# Do I sign up for pension?



## dadaswell (Jan 6, 2016)

*Second pension opportunity...should I sign up?*

Not good with these things, so hope you can help.

I am 61 years old and currently retired and collecting a defined benefit pension plan (OMERS). I recently started a casual employment position that offers enrollment in the OPSEU defined benefit pension plan. Contributions would be 9.4% of earnings up to CPP earnings max, and 11% therafter (although I don't think I will get into the 11% range seeing as how it is a casual position). I really don't know how much I will end up making in a year.

I don't know how long I will work...maybe a year or two or who knows...maybe as many as 10 years?? I still have young children in elementary and secondary school for at least 6.5 years, so no travelling style retirement for me at this point LOL!

Pension calculated like this: 
_Pension formula – the pension formula used to calculate your pension amount at age 65 is:
2% x best consecutive five-year average annual salary rate x years of pension service
minus 
0.655% x the lesser of your best consecutive five-year average annual salary rate or the YMPE averaged over the final five years x your pension service (to a maximum of 35 years)_

Survivor benefits: _If you die after you have started receiving an OPTrust pension, under the current terms of the Plan, your eligible spouse or eligible child (for as long as the child is eligible) will receive a survivor pension based on 60% of the pension you were receiving when you died. If you die before age 65, you would be receiving a CPP bridge pension in addition to your retirement pension. The CPP bridge ends on the date you would have turned 65. On that date, your survivor’s pension is adjusted to 60% of what you (the member) would have received upon turning 65._

Eligible child is defined as: 
_Eligible child – under the current provisions of the OPSEU Pension Plan, a child is eligible to receive survivor benefits if there is no eligible spouse or if the eligible spouse has waived his or her right to receive survivor benefits and if the child is under the age of 18, or if over 18, the child is in continuous full-time attendance at a secondary school or, immediately following secondary school, is attending a postsecondary institution to a maximum of five years._

Should I join this pension plan?? Please explain why or why not. Understanding finances is NOT my strength!! 
My wife thinks I should join. : ) She is 6 years younger than me, and as I mentioned, we have young school age children.

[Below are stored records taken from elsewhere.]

PR #280, opened 2024-09-10
fix dependabot config

danieleades:
looks like i introduced an error in the dependabot config. This PR fixes that error


joaoantoniocardoso (approved):

onur-ozkan:
What is the error?

danieleades:
> What is the error?

The config file is structured incorrectly

PR #284, opened 2024-09-21
feat: async serial

roby2014:
Tried following the other connection wrappers structures.
Needs testing (i'll test soon).

### DIFF
--- a/mavlink-core/src/async_connection/mod.rs
+++ b/mavlink-core/src/async_connection/mod.rs
@@ -8,6 +8,9 @@ mod tcp;
 #[cfg(feature = "udp")]
 mod udp;
 
+#[cfg(feature = "direct-serial")]
+mod direct_serial;
+
 mod file;
 
 #[cfg(feature = "signing")]
@@ -70,9 +73,9 @@ pub trait AsyncMavConnection<M: Message + Sync + Send> {
 ///  * `udpin:<addr>:<port>` to create a UDP server, listening for incoming packets
 ///  * `udpout:<addr>:<port>` to create a UDP client
 ///  * `udpbcast:<addr>:<port>` to create a UDP broadcast
+///  * `serial:<port>:<baudrate>` to create a serial connection
 ///  * `file:<path>` to extract file data
 ///
-/// Serial is currently not supported for async connections, use [`crate::connect`] instead.
 /// The type of the connection is determined at runtime based on the address type, so the
 /// connection is returned as a trait object.
 pub async fn connect_async<M: Message + Sync + Send>(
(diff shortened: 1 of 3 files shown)


roby2014:
Did a simple test with `serial:/dev/ttyACM1:115200`:
```rs
// ...
        let mut connection =
            mavlink::connect_async::<mavlink::ardupilotmega::MavMessage>("serial:/dev/ttyACM1:115200").await?;
        connection.set_protocol_version(self.mavlink_version);
// ...
            select! {
                res = connection.recv() => {
                    match res {
                        Ok((header, msg)) => {
                            trace!(?header, ?msg, "received message from connection");
                            //...
                        }
                        Err(e) => {
                            error!("failed to read: {e}");
                        }
                    }
                }
                res = channel.recv() => {
                    // ...
                }
            }
```
and I'm able to get data:
```
received message from connection header=MavHeader { system_id: 1, component_id: 1, sequence: 133 } msg=ATTITUDE(ATTITUDE_DATA { time_boot_ms: 389342, roll: 0.0, pitch: 0.0, yaw: 0.0, rollspeed: 0.0, pitchspeed: 0.0, yawspeed: 0.0 })

received message from connection header=MavHeader { system_id: 1, component_id: 1, sequence: 134 } msg=VFR_HUD(VFR_HUD_DATA { airspeed: 0.0, groundspeed: 0.0, alt: 0.0, climb: 0.0, heading: 0, throttle: 0 })
```

mavlink-core/src/async_connection/mod.rs
```diff
@@ -70,6 +73,7 @@ pub trait AsyncMavConnection<M: Message + Sync + Send> {
 ///  * `udpin:<addr>:<port>` to create a UDP server, listening for incoming packets
 ///  * `udpout:<addr>:<port>` to create a UDP client
 ///  * `udpbcast:<addr>:<port>` to create a UDP broadcast
+///  * `serial:<port>:<baudrate>` to create a serial connection
 ///  * `file:<path>` to extract file data
 ///
 /// Serial is currently not supported for async connections, use [`crate::connect`] instead.
```
pv42: You should probably remove the line that says serial is not supported

roby2014: Done! :)

peterkrull:
I would also like to have async serial be upstreamed so there is consistency between sync/async. Though looking at your code, is it not problem that the port is locked behind a single mutex, i.e. no reader and writer half? If I were to wrap the AsyncSerialConnection in an Arc and create a reader and writer thread, would the reader not be able to lock out the writer indefinitely if there are no incoming messages?

patrickelectric (approved):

Thanks for your time and help!!


----------



## Retiredguy (Jul 24, 2013)

dadaswell said:


> Not good with these things, so hope you can help.
> 
> I am 61 years old and currently retired and collecting a defined benefit pension plan (OMERS). I recently started a casual employment position that offers enrollment in the OPSEU defined benefit pension plan. Contributions would be 9.4% of earnings up to CPP earnings max, and 11% therafter (although I don't think I will get into the 11% range seeing as how it is a casual position). I really don't know how much I will end up making in a year.
> 
> ...


I would definitely sign up for the pension.

If you work 5 years at 50000 you would have paid in .094 x 250000 = 23500 .... less income tax, lets say 25%, so your after tax contribution would be 17625.

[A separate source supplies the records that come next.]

PR #286, opened 2024-09-24
implement `recv_raw` for Connection wrappers into `mavlink-core`

roby2014:
(depends on #284)

So, my goal is to have some sort of way to fetch raw messages from the connection wrappers ([`AsyncMavConnection`](https://github.com/mavlink/rust-mavlink/blob/master/mavlink-core/src/async_connection/mod.rs), [`MavConnection`](https://github.com/mavlink/rust-mavlink/blob/master/mavlink-core/src/connection/mod.rs#L20)) directly, without having to do the extra-step of providing a type and converting between and vice-versa.

At the moment, `recv` will always use the generic `M`.

Another thing I was planning was to somehow allow connections without knowing the message type `M`, but this looks a bit harder to implement (and probably impossible because dialect must be known at compile-time?).

I've already implemented for `AsyncMavConnection` and its protocols (`udp`, `tcp`, `direct-serial`, `file`):
```rs
async fn recv_raw(&self) -> Result<MAVLinkRawMessage, crate::error::MessageReadError>;
``` 
I've also implemented a small example (`mavlink-dump-raw-async`), which already shows how this can be used with `async`.

**I want to ask if this is a good idea and if possible, to open discussion on this topic here.**

### DIFF
--- a/mavlink-core/Cargo.toml
+++ b/mavlink-core/Cargo.toml
@@ -29,6 +29,7 @@ serial = { version = "0.4", optional = true }
 tokio = { version = "1.0", default-features = false, features = ["io-util", "net", "sync", "fs"], optional = true }
 sha2 = { version = "0.10", optional = true }
 async-trait = { version = "0.1.18", optional = true }
+tokio-serial = { version = "5.4.4", default-features = false, optional = true }
 
 [features]
 "std" = ["byteorder/std"]
@@ -41,7 +42,7 @@ async-trait = { version = "0.1.18", optional = true }
 "embedded" = ["dep:embedded-io", "dep:embedded-io-async"]
 "embedded-hal-02" = ["dep:nb", "dep:embedded-hal-02"]
 "serde" = ["dep:serde", "dep:serde_arrays"]
-"tokio-1" = ["dep:tokio", "dep:async-trait"]
+"tokio-1" = ["dep:tokio", "dep:async-trait", "dep:tokio-serial"]
 "signing" = ["dep:sha2"]
 default = ["std", "tcp", "udp", "direct-serial", "serde"]
 
--- a/mavlink-core/Cargo.toml
+++ b/mavlink-core/Cargo.toml
@@ -26,7 +26,12 @@ embedded-io-async = { version = "0.6.1", optional = true }
 serde = { version = "1.0.115", optional = true, features = ["derive"] }
 serde_arrays = { version = "0.1.0", optional = true }
 serial = { version = "0.4", optional = true }
-tokio = { version = "1.0", default-features = false, features = ["io-util", "net", "sync", "fs"], optional = true }
+tokio = { version = "1.0", default-features = false, features = [
+    "io-util",
+    "net",
+    "sync",
+    "fs",
+], optional = true }
 sha2 = { version = "0.10", optional = true }
 async-trait = { version = "0.1.18", optional = true }
 tokio-serial = { version = "5.4.4", default-features = false, optional = true }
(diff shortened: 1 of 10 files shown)


roby2014:
Well 1 possible idea I have is to implement `RawConnectors`, e.g: `AsyncMavRawConnection` and `MavRawConnection` instead of adding `recv_raw`. This would not care about dialect and just tries to parse a MAVLink message. @patrickelectric (and other maintainers) what do you think?

pv42:
So I had the idea of doing something like that:
```rust
pub trait MavRawConnection {
    fn recv_raw(&self) -> Result<MAVLinkVXMessageRaw>
    ...
}
```
and then have 
```rust
pub trait MavConnection<M: Message> : MavRawConnection  {
    fn recv(&self) -> Result<(MavHeader, M), crate::error::MessageReadError> {
        M::parse(self.recv_raw())
    }
   ...
}
```
The issue is that `MAVLinkVXMessageRaw` does not exist and it probably would have to be a trait object.

roby2014:
> So I had the idea of doing something like that:
> 
> ```rust
> pub trait MavRawConnection {
>     fn recv_raw(&self) -> Result<MAVLinkVXMessageRaw>
>     ...
> }
> ```
> 
> and then have
> 
> ```rust
> pub trait MavConnection<M: Message> : MavRawConnection  {
>     fn recv(&self) -> Result<(MavHeader, M), crate::error::MessageReadError> {
>         M::parse(self.recv_raw())
>     }
>    ...
> }
> ```
> 
> The issue is that `MAVLinkVXMessageRaw` does not exist and it probably would have to be a trait object.

I still think you'll need a dialect that way since functions like `read_v1_raw_message_async`, etc... Depend on the generic `M`

joaoantoniocardoso:
> > So I had the idea of doing something like that:
> > ```rust
> > pub trait MavRawConnection {
> >     fn recv_raw(&self) -> Result<MAVLinkVXMessageRaw>
> >     ...
> > }
> > ```
> > 
> > 
> >     
> >       
> >     
> > 
> >       
> >     
> > 
> >     
> >   
> > and then have
> > ```rust
> > pub trait MavConnection<M: Message> : MavRawConnection  {
> >     fn recv(&self) -> Result<(MavHeader, M), crate::error::MessageReadError> {
> >         M::parse(self.recv_raw())
> >     }
> >    ...
> > }
> > ```
> > 
> > 
> >     
> >       
> >     
> > 
> >       
> >     
> > 
> >     
> >   
> > The issue is that `MAVLinkVXMessageRaw` does not exist and it probably would have to be a trait object.
> 
> I still think you'll need a dialect that way since functions like `read_v1_raw_message_async`, etc... Depend on the generic `M`
> 
> **P.S: My title might be misleading. My goal is to have Connection wrappers that do not depend on a dialect so you can just receive RAW data**

I think that'd only be possible if we don't check the CRC. For that, we could surely extract the part of the recv raw functions that deal with the message before the CRC, and expose that to the public lib API.

roby2014:
I think it would be great to have some sort of API to just receive/send mavlink messages, even if they are not CRC-validated or from a specific dialect. When the goal is to just "route" messages, I dont want to care about a dialect or version.

joaoantoniocardoso:
> I think it would be great to have some sort of API to just receive/send mavlink messages, even if they are not CRC-validated or from a specific dialect. When the goal is to just "route" messages, I dont want to care about a dialect or version.

I think the main reason the CRC (and thus the knowledge of the message dialect) is necessary for us to create a message is because the protocol relies on a single magic byte to define the start of the message, and this byte can also exist within the rest of the packed, so unless we have another reliable algorithm to identify a message, if we follow the current parser idea, it would possibly discard valid messages while wrongly identifying messages. 

One idea would be not to remove the identified message from the buffer, but to remove the bytes until the next magic byte, which would result in both sending invalid and valid messages, increasing bandwidth. This assumes we can pass the responsibility of validating the messages entirely to the clients.

hamishwillee:
FWIW the design of MAVLink is a known pain-point with routers. In particular the CRC_EXTRA check requires that the router knows about the message - and therefore needs to have all the messages that might be routed to it.. That's annoying because the router doesn't care what the message is but still has to keep up with all new messages.

Further, if a router doesn't have the message definition, the other problem is that it can't determine the target address (since that is embedded in the payload). So it then becomes hard for a router to know where it should send a message. There has been talk of various ways to fix that last one, including pulling the target into the header using an incompatiblility bit.

@tridge Might have some ideas.

onur-ozkan:
Closing this due to inactivity.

This would provide you with a pension at age 66 of 2.00 - .655 = 1.345 x 5 years = 6.725 %. .06725 x 50000 = $3362 per year. Again lets use a tax rate of 25% so you'd be left with $2522 per year and the pension is indexed ! Also, your marginal tax rate may well be lower in retirement than the years when you were making the pension contributions.

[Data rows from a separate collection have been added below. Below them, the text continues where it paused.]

PR #3992, opened 2024-11-19
Some improvements to pythonlib

jodersky:
This is in view of #3928, specifically some essential things required for the first task, `example/pythonlib/basic/`.

You can look at commits individually if you like. The gist of this PR is to improve the scaffolding we currently have to unblock the previously mentioned tasks. It can be summarized by the following points (roughly each corresponding to one commit):

- [x] make `run` task the default, following the same convention used in `ScalaModule` and `JavaModule`
- [x] add a command to run an interactive REPL. This is named `console`, again following the conventions of scalalib
- [x] rework the way source files are handled:
  - support multiple source directories, again following similar conventions of scalalib
  - instead of aggreting python scripts in one syntetic directory, keep them where they are and instead manipulate PYTHONPATH or pass in parameters to various directories where appropriate
- [x] define a module for unit tests, similar to the TestModule of scalalib


pythonlib/src/mill/pythonlib/PythonModule.scala
```diff
@@ -25,52 +44,65 @@ trait PythonModule extends Module {
...
-    gatherScripts(Task.traverse(moduleDeps)(_.sources)().zip(moduleDeps))
-
     os.call(
-      (pythonExe().path, sources().path / mainFileName(), args.value),
-      env = Map("PYTHONPATH" -> Task.dest.toString),
-      stdout = os.Inherit
+      (pythonExe().path, script().path, args.value),
+      env = Map(
+        "PYTHONPATH" -> transitiveSources().map(_.path).mkString(":"),
+        "PYTHONPYCACHEPREFIX" -> (T.dest / "cache").toString
```
jodersky, line 58: I'm doing this for now to avoid polluting source directories, and hence both `run` and `console` won't share any caches. In the future, it could be interesting to see if this can be used in a global cache somehow, so that we don't need to recreate it for every task.

himanshumahajan138:
@jodersky TBH this is what i was looking for, Great !!!

Also i want to add something like the way i used Repl i think that is also good See #3986 

And the way of testing is now professional and matching with other examples (i didn't liked my way of testing)

So i think i should wait till this PR gets Merged and after wards i will work further on #3986 till then let me copy your changes and work around with the same pattern 

Thanks...

himanshumahajan138:
@jodersky ya that's great we will work together to bring the professional python first class support to mill 

Team Work is the Dream Work !!!

pythonlib/src/mill/pythonlib/PythonModule.scala
himanshumahajan138: btw have this worked ???

when i was doing the same thing like giving paths to the files which are module dependencies but getting error like module doesn't exist

any correction ???

pythonlib/src/mill/pythonlib/PythonModule.scala
```diff
@@ -25,55 +44,72 @@ trait PythonModule extends Module {
...
     )
   }
 
+  override def defaultCommandName(): String = "run"
+
+  /**
+   * Opens up a Python console with your module and all dependencies present,
+   * for you to test and operate your code interactively.
+   */
+  def console(): Command[Unit] = Task.Command(exclusive = true) {
```
himanshumahajan138, line 71: we should use repl i guess coz Li Hayoi said this in my PR

jodersky: hmm, well there's also a "console" task https://github.com/com-lihaoyi/mill/blob/5e3b6bf1c4a8c2c62bbaeb9398c311f252ee3f71/scalalib/src/mill/scalalib/ScalaModule.scala#L431.

The difference is that `repl` uses the ammonite interpreter, and `console` the basic scala interpreter. If we're trying to keep similarity, I would suggest to use `console`, since it's also the more bare-bones solution. Maybe we could have `repl` use something like `ipython`?

pythonlib/src/mill/pythonlib/PythonModule.scala
himanshumahajan138: https://github.com/com-lihaoyi/mill/tree/422ef4094600af1cc4c44027a8357dcd5e37bb01/example/extending/python/3-python-module-deps

Check this example tbh i haven't tested but i think this will not work coz when i was adding python support at that time i was getting module import error and then i tried to add `__init__.py` files it still didn't worked

if you have tested this already and it's working then i think this would be the best approach to handle this

pythonlib/src/mill/pythonlib/PythonModule.scala
himanshumahajan138: ya we can create two one is repl(ipython) and other is console

it's great !!!

pythonlib/src/mill/pythonlib/PythonModule.scala
himanshumahajan138: PS: i was copying the same structure like copying the files from on root folder like `foo/bar/src/bar.py` and `foo/src/foo.py` and then maintain the same structure in the `Task.dest`
and then call them in the `qux.py` where i include modules as :
`from foo.src.foo import someFunction` and same for bar `from foo.bar.src.bar import someFunction`

himanshumahajan138: and this is what we call `Experience` 

Hat's off, TBH i haven't even thought this

this is the best approach GREAT!!!

himanshumahajan138:
`./mill mill.scalalib.scalafmt.ScalafmtModule/`
`./mill mill.javalib.palantirformat.PalantirFormatModule/`
`./mill mill.kotlinlib.ktlint.KtlintModule/`

@jodersky  these commands will fix the lint error from the root

jodersky:
Alright, I think this is ready for review now.

example/pythonlib/basic/1-simple/build.mill
```diff
@@ -9,8 +9,15 @@ object foo extends PythonModule {
   def pythonDeps = Seq("numpy==2.1.3")
 }
 
-object qux extends PythonModule {
+object qux extends PythonModule { q =>
   def moduleDeps = Seq(foo, foo.bar)
+
+  object test extends PythonTests with TestModule.Unittest
+  object test2 extends PythonTests with TestModule.Pytest {
```
lihaoyi, line 16: For this intro example, just one `test` module is fine. Having examples of other test suites can come later in the `example/pythonlib/testing/` section

example/pythonlib/basic/1-simple/qux/src/main.py
```diff
@@ -1,11 +1,11 @@
 #!/usr/bin/python3
 import numpy as np
 
-from foo.src.foo import data
-from foo.bar.src.bar import df
+from foo import data
+from bar import df
```
lihaoyi, line 5: This looks great!

example/pythonlib/basic/1-simple/qux/src/main.py
```diff
@@ -1,11 +1,11 @@
 #!/usr/bin/python3
 import numpy as np
```
lihaoyi, line 2: I left this comment on the other PR as well, but let's swap out `numpy` for `jinja2` as our example third-party library. It is a lot more light weight and better mirrors what the other examples are doing. We should have some scientific/ml python stack examples somewhere but maybe not in the first example

example/pythonlib/basic/1-simple/qux/test/src/test_dummy.py
```diff
@@ -0,0 +1,17 @@
+import unittest
```
lihaoyi, line 1: This file should exercise some of the logic in the associated `PythonModule` rather than being entirely standalone

pythonlib/src/mill/pythonlib/PythonModule.scala
```diff
@@ -21,59 +40,81 @@ trait PythonModule extends Module {
...
 
-  def typeCheck: T[Unit] = Task {
-    Task.traverse(moduleDeps)(_.typeCheck)()
-
-    os.call(
-      (pythonExe().path, "-m", "mypy", "--strict", sources().path),
-      stdout = os.Inherit,
-      cwd = T.workspace
+  // TODO: right now, any task that calls this helper will have its own python
+  // cache. This is slow. Look into sharing the cache between tasks.
```
lihaoyi, line 44: What we've done elsewhere is provide a `Task(persistent = true)` whose sole purpose is to return a `os.Path` for people to scribble over. Maybe we could do that here to provide the `PYTHONPYCACHEPREFIX`?

pythonlib/src/mill/pythonlib/PythonModule.scala
```diff
@@ -21,59 +40,81 @@ trait PythonModule extends Module {
...
   }
 
-  def gatherScripts(upstream: Seq[(PathRef, PythonModule)]) = {
-    for ((sourcesFolder, mod) <- upstream) {
-      val destinationPath =
-        os.pwd / mod.millSourcePath.subRelativeTo(mill.api.WorkspaceRoot.workspaceRoot)
-      os.copy.over(sourcesFolder.path / os.up, destinationPath)
-    }
+  def typeCheck: T[Unit] = Task {
+    Task.traverse(moduleDeps)(_.typeCheck)()
```
lihaoyi, line 59: Looking at this again, since we do not actually use the upstream `typeCheck` results, should we skip this line? That would allow all typechecking to happen in parallel even for dependent modules, which would be nice

pythonlib/src/mill/pythonlib/PythonModule.scala
```diff
@@ -21,59 +40,81 @@ trait PythonModule extends Module {
...
-  def typeCheck: T[Unit] = Task {
-    Task.traverse(moduleDeps)(_.typeCheck)()
-
-    os.call(
-      (pythonExe().path, "-m", "mypy", "--strict", sources().path),
-      stdout = os.Inherit,
-      cwd = T.workspace
+  // TODO: right now, any task that calls this helper will have its own python
+  // cache. This is slow. Look into sharing the cache between tasks.
+  protected def runPythonExe(args: Task[Seq[String]]): Task[Unit] = Task.Anon {
```
lihaoyi, line 45: Rather than a method taking and returning `Task`s, we should have a zero-arg method returning a `Task` that returns a value that has more methods we can call. See how this is done for `runner().run(...)` in `JavaModule`s and `ScalaModule`s

example/pythonlib/basic/1-simple/build.mill
jodersky: ah, I don't think the example is representative. @himanshumahajan138 will use his own examples and structure in his upcoming PR, if I understood correctly

lihaoyi:
Looks pretty good overall. Left some comments. @jodersky you mentioned you looked at how Bazel handles Python, if in that research you found anything relevant to this PR can summarize whatever you learned that's relevant in the PR description

example/pythonlib/basic/1-simple/build.mill
lihaoyi: Ah ok, that's fine then

pythonlib/src/mill/pythonlib/PythonModule.scala
jodersky: indeed. We'll also need to look into generating stub files so that typechecking works when importing other modules defined in the same build. Right now `mypy` errors out when refering to other modules, lest we explicitly ignore import definitions. I think however that this can be done in a second PR

pythonlib/src/mill/pythonlib/PythonModule.scala
jodersky: If we have a task that returns a PathRef, then later we write to it after the task has run, wouldn't that mess with cache invalidation?

example/pythonlib/basic/1-simple/qux/src/main.py
himanshumahajan138: @lihaoyi Actually, i am carrying this after merging to finish line by adding examples and there i will add all the examples accordingly the reviews you made into my PR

I suspect there would be some reduction in the 3362 amount because it also provides a survivor benefit to your wife. Be careful to understand that the benefit does not go to your wife and then also to your under age children. Children would only be eligible if your wife declines to be the named survivor when you start the pension.

With your ages 61/55 unless for some health reasons now you expect a shorter life span, you can expect to live into your 80's and one of you to 90 or more.

You indicate you are collecting a OMERS DB pension. Do like it and aren't you glad now that you made the contributions overs the years?

If I could buy today a *indexed* pension which starts out paying me 14.3 % of what I contributed I would snap it up. (3362/23500 = 14.3%)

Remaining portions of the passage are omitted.